Ich habe die Lösung für dein Problem:

Fahr doch einfach auf der linken Seite ein Klickpedal!  
Dann schaffst du es nie den Fuss rechtzeitig raus zu nehmen! Und tust dir dauernd weh!!! Aber der Fuss hält!!!  

Also probier das und schick uns dann die Fotos ausm Krankenhaus!

Wenn es so krankhaft bei dir ist probier es wirklich!


----------



## MTB-News.de




----------



## Tobe-Daddy (10. März 2005)

MSC-Trialer schrieb:
			
		

> Und zwar ist es bei mir kein Problem sondern eher mal eine Frage an die Sidehopspeziallisten hier im Forum . Ich sehe bei den Franzosen oft das sie  bei der Landung das Hinterrad übers Vorderrad nachziehen aber bei vielen Spaniern  sehe ich das die eher parallel auf beiden Rädern landen vorallem bei solchen Rekordversuchen über die Meßlatte. Welche Technik ist jetzt die Bessere bzw. die Effetivste ? Man sieht diese Technik vorallem auch noch beim Craigleescott und dem Tunicliff oder wie der heißt. Und wie holt ihr beim Sidehop den Schwung? Damit meine ich ob ihr anspringt und dann hochreisst oder die Sache lieber aus dem Stand macht.



Also das mit dem Anspringen erleichtert mir den Sidehop aufs HR ungemein !


----------



## aramis (10. März 2005)

Bin kein Sidehop-Spezi, aber fest davon überzeugt, dass man ohne Hebeln übers VR höher kommt (wenn die Technik sitzt).
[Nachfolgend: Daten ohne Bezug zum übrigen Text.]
PR #3728, opened 2021-05-17
Switch to using Python 3

JohanEngelen:
PEP394 recommends to use `python3` explicitly, so let's move to that instead of keeping using `python` https://legacy.python.org/dev/peps/pep-0394/  .

### DIFF
--- a/.azure-pipelines/1-posix-setup.yml
+++ b/.azure-pipelines/1-posix-setup.yml
@@ -33,17 +33,15 @@ steps:
       sudo apt-get -yq install \
         git-core cmake ninja-build g++-multilib \
         libcurl3 libcurl3:i386 \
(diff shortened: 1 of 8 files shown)


JohanEngelen:
We need Python >= 3.6, see https://llvm.org/docs/GettingStarted.html#software

JohanEngelen:
Azure info on installing python: https://docs.microsoft.com/en-us/azure/devops/pipelines/tasks/tool/use-python-version?view=azure-devops

JohanEngelen:
Ubuntu 16.04 will be dropped soon, moving to 18 on Azure.  https://github.com/actions/virtual-environments/issues/3287

JohanEngelen:
The remaining errors are gdb related

JohanEngelen:
Merged eagerly to improve our CI testing.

Die Franzmänner hebeln auch nur dann, wenn die Höhe nicht ans Limit geht.


----------



## BRAUNSCHWEIG XL (10. März 2005)

also ich kann natürlich nur für mich sprechen nur sehe ich das genau so wie Aramis.... dieses aufs VR springen ist eiegentlich nur ne spielerei...zu meiner schwachen Seite passiert das auch ab und an mal wenn ich springe das ich übers VR abrolle...das finde ich aber nicht so schön... zu meiner guten Seite springe ich am höchsten wenn ich auf beiden Rädern stehe...einen zwischensprung aufs HR mache, dann abspringe und lande dann auf beiden Rädern gleichzeitig.... schaffe fast die gleich höhe auch wenn ich von beiden Räder abspringe... der entscheidene Vorteil von dem zwischensprung ist halt das man den HR Reifen extrem kompensiert und der einen dann zusätzlich nach oben boostet...vorrausgesetzt das man das richtige timing hat... ansonsten bringt es nix.... MR Vincent Hermance steht immer zu gerne ne halbe Stunde auf dem HR bevor er abspringt...das ist in meinen Augen schwachsinn.... aber wir lassen ihn mal machen...er nutzt halt nicht die Zusätzlich Kraft des Reifens.... obwohl mir auch schon aufgefallen ist das der Monty 20" Reifen extrem federt..bzw sich wie ein Flummi verhält... im gegensatz zu Maxxis und Try All... und die meisten Mtb Reifen weisen eine sehr hohe dämpfungs Eigenschaft auf...aber keine Flummi Kraft... was eigentlih auch gut ist...den wenn ein Reifen zuviel Flummin tut dann bringt dich das leicht aus dem Konzept...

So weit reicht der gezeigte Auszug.